Teradata uses statistics to determine the most efficient query plan. Sometimes it is difficult to decide which statistics to collect. Collecting statistics requires a full table scan and you don’t want to do it unnecessarily, but not collecting the required statistics can lead to inefficient queries and increased resource consumption.
The following technique lets Teradata tell you which statistics it could use to improve the query plan for a specific query. To demonstrate, first, we set up some test tables.
CREATE TABLE A(k INTEGER, fk1 INTEGER, fk2 INTEGER) PRIMARY INDEX(k); CREATE TABLE B(kb1 INTEGER, kb2 INTEGER) PRIMARY INDEX(kb1); |
Now we turn on requesting statistics recommendations like this. The following can be entered as SQL using BTEQ or Teradata SQL Assistant.
diagnostic helpstats on for session;
Then when we ask for an EXPLAIN, we get statistics recommendations after the explain plan text.
EXPLAIN SELECT * FROM a JOIN b ON a.fk1 = b.kb1 AND a.fk2 = b.kb2; |
Note the recommended COLLECT STATISTICS commands at the end.
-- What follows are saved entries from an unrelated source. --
PR #322, opened 2023-03-15
Move to conda-managed R

### LINKED ISSUE #299: Thought: Convert from renv to conda-native R package handling

jashapiro:
This PR applies the changes from #316 to the development branch. 
It should probably be tested again, just to ensure completeness.

Closes #299


cbethell (approved):
Works and looks good to me!

Issue #313, opened 2023-03-06
Add information to documentation on how to run modules using data from ScPCA


allyhawkins:
**Please provide some background on the proposed additions or changes.**

Although we say that users can use ScPCA data that they have downloaded and run it right through the portal, I don't think we've done a good job of providing explicit instructions on how they would set up the workflows using data from the portal. For example, if they have downloaded data from the portal they will receive a `libraries-metadata.csv` that actually has the sample and library id that they will need to set up their metadata for these workflows. Also the files will already be organized in a way they need. So we can be a bit more explicit about how to set up the workflows. 

**What are the changes that you are proposing?**

We should provide a quickstart guide or some sort of separate documentation that is clearly linked on how to setup the metadata file/ data for using any of the workflows in this repo since the setup is the same. 

**Please describe the proposed solution.**

We should include clear step by step instructions that are easily linked from the main readme on how to set up the workflows when using scpca data. Also, we might think of providing a specific example using scpca data that is already available, like an example metadata file showing the scpca ids and where they would go in the metadata needed to run this workflow. 

**What potential "gotchas" do we know of?**

**Additional context or questions**

One idea that I did think of is actually adding in a prep step to the workflow where if the data is from ScPCA they can provide the directory holding the scpca data and we can grab the metadata file from that directory and then create the file needed to run the modules. But I think that might be a future idea. We would probably still need a way for users to specify either the entire project or a list of sample/ library ids.

cbethell:
Per https://github.com/AlexsLemonade/scpca-downstream-analyses/pull/324#pullrequestreview-1355011602, we will also want to include a section before `Running the workflow` that states what the expected input files are more explicitly.

cbethell:
Addressed by #326

PR #324, opened 2023-03-22
Separate `results_dir` from input dir variable in clustering and GOI modules

### LINKED ISSUE #323: Separate input data directory from results directory variable in clustering and GOI modules

Upon testing one of the samples downloaded from the ScPCA portal, an error was encountered due to the clustering module looking within the results directory for the processed RDS file by default (which works fine in the case of running the core workflow first but not otherwise).

We will want to keep the `results_dir` separate from an `input_data_dir`. This update will need to be made the config file and in the Snakefiles for both the clustering and GOI modules.

cbethell:
**Issue Addressed**
Closes #323

This PR creates a separate `input_data_dir` variable for cases where users are using pre-processed data downloaded directly from the ScPCA portal. 

The clustering and GOI Snakefiles were both modified here to use an `input_data_dir` variable from the config file to specify the path to the `_processed.rds` object, and to use the `results_dir` variable to specify the paths to the output files.
The config file was also updated to include the `input_data_dir` with the default path being `example-results` which works in the case where users use the core analysis for generating the processed.rds object.

I also updated the README file in both modules here to reflect the addition of the `input_data_dir` variable.

Does anything else need to be addressed in this PR to complete #323?

**Checklist**

### DIFF
--- a/cluster.snakefile
+++ b/cluster.snakefile
@@ -34,11 +34,11 @@ rule target:
 
 rule calculate_clustering:
     input:
-        "{basedir}/{library_id}_processed.rds"
+        os.path.join(config["input_data_dir"], "{sample_id}/{library_id}_processed.rds")
     output:
-        sce = "{basedir}/{library_id}_clustered_sce.rds",
-        stats_dir = directory("{basedir}/{library_id}_clustering_stats")
-    log: "logs/{basedir}/{library_id}/calculate_clustering.log"
+        sce = os.path.join(config["results_dir"], "{sample_id}/{library_id}_clustered_sce.rds"),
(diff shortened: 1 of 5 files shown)


allyhawkins (approved):
So generally this looks good, but my one overall comment is that I think we're missing a short section in both of the readme's here about what the expected input files are. I think when we are working on #313 that we should include a section before `Running the workflow` that states what the expected input files are more explicitly.

cbethell:
> we should include a section before `Running the workflow` that states what the expected input files are more explicitly.

Thanks @allyhawkins -- I made a note of the above comment on issue #313 and also made a few more changes to the GOI snakefile paths that I missed the first time around. I've now successfully tested a dataset from the portal with the changes made here!

PR #337, opened 2023-04-17
Initiate merge-sce.R 

### LINKED ISSUE #332: Data integration module: Initiate merge SCE script

We will want to initiate a merge SCE script as the first step of developing a data integration module.

Create an `optional-integration-analysis` subdirectory, and within this directory initiate a `merge-sces.R` script that will look similar to the [merge sces script in the scpca-nf repo ](https://github.com/AlexsLemonade/scpca-nf/blob/development/bin/merge_sces.R). 

In the `merge-sces.R` script, we will want to implement the `scpcaTools::merge_sce_list()` function to merge a list of SCE objects.
The input to this script will be the TSV file defining the library ids which can be used to construct the file paths to the processed SCE objects.

cbethell:
**Issue Addressed**
Closes #332

This PR initiates a merge SCE script as the first step of developing a data integration module.

I first created an `optional-integration-analysis` subdirectory, and within this directory initiated a `merge-sce.R` script that looks similar to the [merge sces script in the scpca-nf repo ](https://github.com/AlexsLemonade/scpca-nf/blob/development/bin/merge_sces.R).

The script takes in the project metadata TSV file, and uses the library IDs listed there to find the SCE objects to be merged.

After a series of checks, the SCE objects are merged using the `scpcaTools::merge_sce_list()` function and the output is stored where the user specifies.

- This should probably be tested to ensure that it works for someone who is not me!
- Are there any checks that should be included that I may be missing her?
- Does this seem to adequately address #332?

**Checklist**


optional-integration-analysis/merge-sce.R
```diff
@@ -0,0 +1,128 @@
...
+  library_ids <- input_metadata$library_id
+}
+
+# Check that there is more than one library id associated with an SCE to be merged
+if(length(library_ids) == 1){
+  stop("Only 1 input file provided, no merging or integration will be performed for this group")
+}
+
+# List of SCE filepaths
+sce_files <- library_ids |> purrr::map(~ file.path(opt$input_directory, paste0(.x, "_processed.rds")))
```
allyhawkins, line 80:
```suggestion
sce_files <- file.path(opt$input_directory, input_metadata$sce_filepath)
```
You shouldn't need the `purrr::map` here. 
But also as I'm looking at this, I think we want to require the file path as a column in the metadata and then pull the files directly from the metadata. The reason is because when downloading data from ScPCA, each processed file is going to be in its own sample folder, where as that isn't the case when going from the core workflow. So we either have to search the input directory recursively for the files, or provide the entire path as input. I think right now, the entire input makes sense.

optional-integration-analysis/merge-sce.R
```diff
@@ -0,0 +1,128 @@
...
+
+# Check that input files exist
+missing_sce_files <- c()
+for (sce in sce_files) {
+  if(!file.exists(sce)){
+    missing_sce_files <- missing_sce_files + sce
+  }
+}
```
allyhawkins, line 88:
```suggestion
missing_sce_files <- sce_files[!which(file.exists(sce_files))]
```
You can simplify this a lot

optional-integration-analysis/merge-sce.R
```diff
@@ -0,0 +1,128 @@
...
+  stop("output file name must end in .rds")
+}
+
+# Check that input metadata file is provided
+if(is.null(opt$input_metadata_tsv)){
+  stop("TSV file with the list of library IDs associated with the individual SCE objects to merge is missing.")
+} else {
+  # List of library ids
+  input_metadata <- readr::read_tsv(opt$input_metadata_tsv)
+  library_ids <- input_metadata$library_id
```
allyhawkins, line 71:
```suggestion
```
I actually don't think we need the library IDs, if we are going to explicitly grab the file paths. 
We should eventually include the library ID and a grouping column in the metadata so that we can specify groups of libraries to integrate together, but for now we are going to integrate all files and add the grouping in a separate PR.

optional-integration-analysis/merge-sce.R
cbethell: Good point 👍

cbethell:
Thanks for the review @allyhawkins! I implemented your suggestions, with the biggest modification being adding an expected to column to the input metadata file named `processed_sce_filepath` for this use case -- with the reason being to keep this file path separate from the filtered rds filepath which would be used as input to the core workflow.

Let me know what you think!

optional-integration-analysis/merge-sce.R
```diff
@@ -0,0 +1,108 @@
...
+# Check that input metadata file is provided
+if(is.null(opt$input_metadata_tsv)){
+  stop("TSV file with the list of library IDs associated with the individual SCE objects to merge is missing.")
+} else {
+  # List of library ids
+  input_metadata <- readr::read_tsv(opt$input_metadata_tsv)
+}
+
+# List of SCE filepaths
+sce_files <- input_metadata$processed_sce_filepath
```
allyhawkins, line 69:
```suggestion
sce_files <- input_metadata$processed_sce_filepath |> 
purrr::set_names(input_metadata$library_id)
```
I think you want to set the names of the `sce_files` here to be the `library_id` column. Otherwise the `merge_sce_list` function will print out a warning and not properly identify which library belongs to which SCE object. Also if you name the files here, when you read in the RDS files using `purrr` they should retain the names.

allyhawkins (commented):
I have one remaining comment, but other than that it looks good. Also did you mean to add in the additional metadata column here in this PR? Because it's missing right now.

cbethell:
> I have one remaining comment, but other than that it looks good. Also did you mean to add in the additional metadata column here in this PR? Because it's missing right now.

I initially did not add that additional metadata column because I thought it might confuse those looking at the example metadata file for implementation with other modules -- I wondered if we should create a separate integration example metadata file but I do think the current way should be fine with proper documentation at this point so I added that column in the last commit and I can revert the change if you disagree @allyhawkins!

allyhawkins:
> I initially did not add that additional metadata column because I thought it might confuse those looking at the example metadata file for implementation with other modules -- I wondered if we should create a separate integration example metadata file but I do think the current way should be fine with proper documentation at this point so I added that column in the last commit and I can revert the change if you disagree @allyhawkins!

I think this is a good point! Can we make a separate example integration metadata file? We are going to also eventually add an `integration_group` column too so users can specify which libraries to integrate together so it's probably best to keep it separate in the examples.

cbethell:
> I think this is a good point! Can we make a separate example integration metadata file? We are going to also eventually add an `integration_group` column too so users can specify which libraries to integrate together so it's probably best to keep it separate in the examples.

Okay sweet, I've added that separate metadata file for integration to the `example-data/project_metadata` directory and reverted the changes to the existing metadata file -- let me know what you think of things now!

optional-integration-analysis/merge-sce.R
```diff
@@ -0,0 +1,109 @@
...
+option_list <- list(
+  make_option(
+    opt_str = c("--input_metadata_tsv"),
+    type = "character",
+    help = "Path to the TSV file containing the list of library IDs corresponding to the libraries being integrated, must have `library_id` and `processed_sce_filepath` columns."
+  ),
+  make_option(
+    opt_str = c("-o", "--output_sce_file"),
+    type = "character",
+    help = "Path to output RDS file, must end in .rds"
```
allyhawkins, line 20:
```suggestion
    help = "Path to output RDS file containing merged object, must end in .rds"
```
Just to clarify what exactly is being output here.

allyhawkins (approved):
Looks good, just one minor documentation comment.

PR #342, opened 2023-05-22
Allow for merging of SCEs by integration group

### LINKED ISSUE #340: Data Integration: Allow for merging of SCEs by integration group

Right now we have initiated a script for merging SCE objects that takes as input a metadata file where each processed library file is a row in the metadata file. The script as it works right now will merge all libraries listed in the metadata into one merged SCE object. However, it's likely that users want to be able to integrate specific groups and don't necessarily want one single integrated object.  

We should allow users to specify which group each library belongs to (e.g. libraries from the same disease are merged together rather than all libraries being merged together into one). To do this we will need to add an additional column to the integration library metadata file where users can indicate which libraries should be grouped together. 

This issue will involve two new additions: 
1. Adding a new column, `integration_group` to the integration metadata to indicate which group each library should be added to. 
2. Minimal modifications to workflow so that we are only merging libraries with the same `integration_group` value. Right now we read in the list of sce files to include in a merged object. I believe we should be able to continue to do that and add a `integration_group` argument. Then I would add the `integration_group` to the metadata of the merged SCE object. 

This approach is slightly different than we have in the integration workflow in `sc-data-integration`, where we read in the metadata file and split the data frame by the `integration_group` before reading in the sce objects and merging. 
I think we should be able to have minimal modifications on the merging script, but grab the list of SCE files for each `integration_group` listed in the metadata file within snakemake. 

cbethell:
**Issue Addressed**
Closes #340

The purpose of this PR is to allow users to specify which integration group each SCE belongs to (e.g. libraries from the same disease are merged together rather than all libraries being merged together into one).

The following modifications were made to the `merge-sce.R` script in the data integration module:
- an argument to take the desired `integration_group`
- a step to filter in the input metadata on that integration group argument

These modifications allow users to indicate which libraries (SCEs) should be grouped together.

The example metadata file was also updated to included an `integration_group` column and filled in with generic values.

Does this PR see to adequately address #340?

**Checklist**

### DIFF
--- a/optional-integration-analysis/merge-sce.R
+++ b/optional-integration-analysis/merge-sce.R
@@ -15,11 +15,16 @@ option_list <- list(
     help = "Path to the TSV file containing the list of library IDs corresponding to the libraries being integrated, must have `library_id` and `processed_sce_filepath` columns."
   ),
   make_option(
+    opt_str = c("--integration_group"),
+    type = "character",
+    help = "The integration group associated with the SCEs to be merged"
+  ),
+  make_option(
     opt_str = c("-o", "--output_sce_file"),
     type = "character",
     help = "Path to output RDS file containing merged object, must end in .rds"
   ),
-  optparse::make_option(
+  make_option(
     c("--project_root"),
     type = "character",
     default = NULL,
@@ -70,6 +75,15 @@ if(is.null(opt$input_metadata_tsv)){
 } else {
   # List of library ids
   input_metadata <- readr::read_tsv(opt$input_metadata_tsv)
+}
+
+# Check that integration group is provided
+if(is.null(opt$integration_group)){
+  stop("The name of the corresponding integration group is missing.")
+} else {
+  # Filter the metadata to include only information relevant to the specified integration group
+  input_metadata <- input_metadata %>%
+    dplyr::filter(integration_group == opt$integration_group)
 }
 
 # List of SCE filepaths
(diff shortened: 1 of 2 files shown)


optional-integration-analysis/merge-sce.R
```diff
@@ -72,6 +77,15 @@ if(is.null(opt$input_metadata_tsv)){
   input_metadata <- readr::read_tsv(opt$input_metadata_tsv)
 }
 
+# Check that integration group is provided
+if(is.null(opt$integration_group)){
+  stop("The name of the corresponding integration group is missing.")
```
allyhawkins, line 82:
```suggestion
  stop("The `integration_group` is missing and required for identifying which objects should be merged together.")
```
Just clarifying the error message a little bit.

optional-integration-analysis/merge-sce.R
```diff
@@ -72,6 +77,15 @@ if(is.null(opt$input_metadata_tsv)){
...
+} else {
+  # Filter the metadata to include only information relevant to the specified integration group
+  input_metadata <- input_metadata %>%
+    dplyr::filter(integration_group == opt$integration_group)
```
allyhawkins, line 86: Before we get here we should add a check that `opt$integration_group` is in `input_metadata$integration_group` first.

allyhawkins (commented):
Just a few minor comments that should be addressed.

cbethell:
Thanks for the review @allyhawkins! I added in that extra check and removed the additional ids from the example metadata as suggested -- let me know what you think now.

PR #343, opened 2023-05-24
Initiate integration module snakefile

### LINKED ISSUE #341: Data Integration: Initiate workflow with merging rule

Since we now have the merging script underway, we should get started on setting up the snakemake workflow to make sure our setup will work as we expect. 

Initiate the snakemake workflow and add in the rule to create the merged objects. 

Initiating the workflow should entail reading in the integration metadata and specifying the expected output of the merged SCE files, 1 for each `integration_group`. 
We also will need to have a rule that does the merging and takes as input the list of SCE objects for a given group and the name of the output file. 

This will be dependent on addition of the `integration_group` to the integration metadata file in #340.

cbethell:
**Issue Addressed**
Closes #341

This PR initiates the data integration snakemake workflow by adding `integration.snakefile`.

In this PR,

- The `integration.snakefile` is added with the `merge-sce` rule that runs the first part of the workflow (the `merge-sce.R` script) 
- A `integration_config.yaml` file is added with the variables that need to be supplied to the snakefile
- The `envs/scpca-renv.yaml` file is updated to include the required `batchelor` bioconductor package.

- Does the PR adequately address #341?
- More importantly, can you run the code in this PR? 
There is a new bioconductor package required here, `batchelor` -- after updating `scpca-renv.yaml` and `renv.lock` with this package, I encounter the following error when trying to run `integration.snakefile` and/or `setup_envs.sh`:

```
Encountered problems while solving:
  - nothing provides requested bioconductor-batchelor 1.14.1**
```

Am I maybe missing a step here for adding a new package? cc: @allyhawkins @jashapiro 

**Checklist**

### DIFF
--- a/config/integration_config.yaml
+++ b/config/integration_config.yaml
@@ -1,5 +1,6 @@
 # All parameters included in this file can be altered at the command line using the `--config` flag or by editing this file directly.
 
 ### Optional integration module specific parameters
-project_metadata: "example-data/project-metadata/example-integration-library-metadata.tsv"
-results_dir: "example-results"
+integration_project_metadata: "example-data/project-metadata/example-integration-library-metadata.tsv"
+n_hvg: 2000 # number of high variance genes to use for dimension reduction
+threads: 1 # number of multiprocessing threads to use
--- a/config/integration_config.yaml
+++ b/config/integration_config.yaml
@@ -1,0 +1,5 @@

Explanation --------------------------------------------------------------------------- 1) First, we lock a distinct TEST_DB."pseudo table" for read on a RowHash to prevent global deadlock for TEST_DB.b. 2) Next, we lock a distinct TEST_DB."pseudo table" for read on a RowHash to prevent global deadlock for TEST_DB.a. 3) We lock TEST_DB.b for read, and we lock TEST_DB.a for read. 4) We do an all-AMPs RETRIEVE step from TEST_DB.a by way of an all-rows scan with a condition of ("(NOT (TEST_DB.a.fk2 IS NULL )) AND (NOT (TEST_DB.a.fk1 IS NULL ))") into Spool 2 (all_amps), which is redistributed by hash code to all AMPs. Then we do a SORT to order Spool 2 by row hash. The size of Spool 2 is estimated with no confidence to be 96 rows. The estimated time for this step is 0.00 seconds. 5) We do an all-AMPs JOIN step from TEST_DB.b by way of a RowHash match scan with a condition of ("NOT (TEST_DB.b.kb1 IS NULL)"), which is joined to Spool 2 (Last Use) by way of a RowHash match scan. TEST_DB.b and Spool 2 are joined using a merge join, with a join condition of ("(fk1 = TEST_DB.b.kb1) AND (fk2 = TEST_DB.b.kb2)"). The result goes into Spool 1 (group_amps), which is built locally on the AMPs. The size of Spool 1 is estimated with no confidence to be 9,216 rows. The estimated time for this step is 0.03 seconds. 6) Finally, we send out an END TRANSACTION step to all AMPs involved in processing the request. -> The contents of Spool 1 are sent back to the user as the result of statement 1. The total estimated time is 0.03 seconds. BEGIN RECOMMENDED STATS -> 7) "COLLECT STATISTICS TEST_DB.b COLUMN KB1". (HighConf) 8) "COLLECT STATISTICS TEST_DB.b COLUMN (KB2 ,KB1)". (HighConf) 9) "COLLECT STATISTICS TEST_DB.b COLUMN KB2". (HighConf) 10) "COLLECT STATISTICS TEST_DB.a COLUMN K". (HighConf) 11) "COLLECT STATISTICS TEST_DB.a COLUMN (FK2 ,FK1)". (HighConf) 12) "COLLECT STATISTICS TEST_DB.a COLUMN FK2". (HighConf) 13) "COLLECT STATISTICS TEST_DB.a COLUMN FK1". (HighConf) <- END RECOMMENDED STATS
You can run the COLLECT STATISTICS commands that appear in double-quotes in order to provide Teradata with the data demographic information that it needs for an efficient plan.